- **Task statement**
Could you show all lines in the entries below that contain the string "ErrQuotaOutboxLeaseMismatch"?
(Beginning of Records)
PR #634, opened 2026-06-27
fix: treat quota outbox claim races as benign

srstack:
## Summary
- handle quota outbox claim-stage row-count mismatches as benign multi-server claim races instead of surfacing ErrQuotaOutboxLeaseMismatch
- retry claim conflicts a few times, then return an empty batch so another worker or the next poll can continue
- keep ErrQuotaOutboxLeaseMismatch semantics for ack/retry ownership failures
(End of Records)
- **Problem solution**
- handle quota outbox claim-stage row-count mismatches as benign multi-server claim races instead of surfacing ErrQuotaOutboxLeaseMismatch
- keep ErrQuotaOutboxLeaseMismatch semantics for ack/retry ownership failures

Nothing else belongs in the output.